Music recommendation system using machine learning source code : Project Outline
This project aims to create a music recommendation system based on RNN (Recurrent Neural Network) and face emotion recognition. The system will use the face emotion recognition algorithm to detect the user’s emotion and then use the RNN to generate music recommendations accordingly. The system will use a dataset of music and facial expressions to train the RNN. The trained RNN will then be used to generate music recommendations for the user. The system will also be able to adjust the music recommendations based on the user’s changing facial expressions. It is capable of learning from user feedback and continuously improving its recommendations. The system can also detect patterns in user behavior and make predictions on what type of music they might enjoy. This project can benefit music streaming services by providing a personalized music experience for each user. Finally, it uses a variety of metrics to evaluate the accuracy of its recommendations.
Applications
- Have various applications in the music industry, such as in streaming music services, radio stations, and online music stores.
- It can be used to identify trends in music consumption and recommend songs that are likely to be popular.

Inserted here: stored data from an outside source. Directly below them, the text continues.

PR #801, opened 2024-03-27
query/expr: Infer type from arrow.Scalar for parquet Value

metalmatze:
When comparing we want to use arrow's scalar.Scalar as the type supports a lot more underlying types, like unsigned integers.

Therefore, we want to convert parquet.Values to arrow scalar.Scalar and then compare. That way we can ensure that the unsigned integers, for example, are properly treated and don't overflow.

### DIFF
--- a/query/expr/binaryscalarexpr.go
+++ b/query/expr/binaryscalarexpr.go
@@ -1,11 +1,16 @@
 package expr
 
 import (
+	"bytes"
+	"cmp"
 	"errors"
 	"fmt"
 
+	"github.com/apache/arrow/go/v15/arrow"
+	"github.com/apache/arrow/go/v15/arrow/scalar"
 	"github.com/parquet-go/parquet-go"
 
+	"github.com/polarsignals/frostdb/pqarrow"
 	"github.com/polarsignals/frostdb/query/logicalplan"
 )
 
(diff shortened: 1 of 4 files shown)


metalmatze:
Some type conversions are missing, and we probably want to run benchmarks before merging this. 
For now, I'm curious about your thoughts.

query/expr/binaryscalarexpr.go
```diff
@@ -80,15 +84,30 @@ var ErrUnsupportedBinaryOperation = errors.New("unsupported binary operation")
...
 	}
 	numNulls := NullCount(leftColumnIndex)
 	fullOfNulls := numNulls == left.NumValues()
+	leftColumnMax := Max(leftColumnIndex)
+	leftColumnMin := Min(leftColumnIndex)
+
+	// Because parquet doesn't support some types that arrow does, we need to
+	// convert the parquet min/max values to arrow scalars to be able to compare,
+	// using the right scalar as the type reference.
+	leftColumnMaxScalar, err := pqarrow.ParquetValueToArrowScalar(leftColumnMax, right.DataType())
```
metalmatze, line 100: This is the most important change of this PR.
Given that we have the right side's DataType, we know exactly what type we want to compare it to. Using that information, we can be more precise when converting parquet to arrow.

thorfour: Hmm it feels bad to need to use the index to determine the scalar especially since the index is not a thing that is requried to exist.

metalmatze: I think it's the other way around. We use the scalar passed into the binary scalar operation to determine what type the max and min types from the index should have.

PR #805, opened 2024-03-28
internal/records: Create generic reader

metalmatze:
Similar to the generic builder I've added a reader.
It can read multiple records and returns the passed struct when calling Value(i).

This makes it super easy to read the records back to structs and compare against some expected values.

```go
type struct3 struct {
	Field1 int64 `frostdb:",asc(0)"`
	Field2 int64 `frostdb:",asc(1)"`
	Field3 int64 `frostdb:",asc(1)"`
}
expected := []struct3{
	// record1
	{Field1: 1, Field2: 2, Field3: 0},
	{Field1: 1, Field2: 3, Field3: 0},
	// record2
	{Field1: 1, Field2: 0, Field3: 2},
	{Field1: 1, Field2: 0, Field3: 3},
	// record3
	{Field1: 1, Field2: 1, Field3: 1},
	{Field1: 2, Field2: 2, Field3: 2},
}

reader := records.NewReader[struct3](recs...)
rows := reader.NumRows()
require.Equal(t, int64(len(expected)), rows)

actual := make([]struct3, rows)
for i := 0; i < int(rows); i++ {
	actual[i] = reader.Value(i)
}
require.Equal(t, expected, actual)
```

I didn't add tests as this reader is going to be used in tests a lot.

### DIFF
--- a/internal/records/record_reader.go
+++ b/internal/records/record_reader.go
@@ -1,0 +1,188 @@
+package records
+
+import (
+	"reflect"
+
+	"github.com/apache/arrow/go/v15/arrow"
+	"github.com/apache/arrow/go/v15/arrow/array"
+)
+
+type Reader[T any] struct {
+	records []arrow.Record
+}
+
+func NewReader[T any](records ...arrow.Record) *Reader[T] {
+	var a T
+	r := reflect.TypeOf(a)
+	for r.Kind() == reflect.Ptr {
+		r = r.Elem()
+	}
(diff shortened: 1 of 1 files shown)


thorfour (approved):
Would be nice if it handled repeated values as well.

metalmatze:
Agreed! 
This is merely the start of this helper. In my case, I only needed the `int64` support. :smile: 
Given it's used for testing, let's add whatever we need whenever we get there.

PR #806, opened 2024-03-28
pqarrow/arrowutils: Add EnsureSameSchema for records

metalmatze:
Sometimes, before using MergeRecords, we want to make sure that all records have the same schema. If they don't we need to add NullArrays for fields that don't exist. 

This is a modified version of what the OrderedSynchronizer already has.

### DIFF
--- a/pqarrow/arrowutils/schema.go
+++ b/pqarrow/arrowutils/schema.go
@@ -1,0 +1,95 @@
+package arrowutils
+
+import (
+	"fmt"
+	"sort"
+
+	"github.com/apache/arrow/go/v16/arrow"
+	"github.com/apache/arrow/go/v16/arrow/array"
+)
+
+// EnsureSameSchema ensures that all the records have the same schema. In cases
+// where the schema is not equal, virtual null columns are inserted in the
+// records with the missing column. When we have static schemas in the execution
+// engine, steps like these should be unnecessary.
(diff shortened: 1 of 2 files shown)


pqarrow/arrowutils/schema.go
```diff
@@ -0,0 +1,94 @@
...
+import (
+	"fmt"
+	"sort"
+
+	"github.com/apache/arrow/go/v15/arrow"
+	"github.com/apache/arrow/go/v15/arrow/array"
+)
+
+// EnsureSameSchema ensures that all the records have the same schema. In cases
+// where the schema is not equal, virtual null columns are inserted in the
```
thorfour, line 12: Modifying the schema of an arrow record isn't supposed to be supported, and I think may even be removed in future releases of Arrow. 

Can we instead create new records with the unified schema instead?

metalmatze: Isn't this what this code is doing? 
We merged all columns both in the schemas and the arrays.

thorfour: Hmm okay I suppose it is, but it's modifying the slice records. Could you make it return a new slice instead?

metalmatze: Let me know if this is now closer to what you imagined.

thorfour: Great thanks!

thorfour (approved):

PR #807, opened 2024-04-04
Add proto CI runs

metalmatze:
The `.github/workflows/` are mostly copied from Parca.


metalmatze:
We expect the proto-pr to fail here. 
To satisfy the linter, I had to rename `ENCODING_UNKNOWN` to `ENCODING_UNSPECIFIED`, and now the other check is complaining about a breaking change.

- This can help music producers and promoters to better understand their target audience and optimize the marketing of their music.
Requirements
Hardware Requirements:
- Computer with an Intel or AMD processor
- At least 4GB of RAM
- An internet connection
Software Requirements:
- Python 3.5
- Tensorflow
- Keras
- NumPy
- Pandas
- Matplotlib
- Seaborn
- scikit-learn
What you will learn?
- Gain knowledge in using recurrent neural networks
- Learn how to use natural language processing and machine learning techniques to better understand users’ preferences and make more accurate recommendations.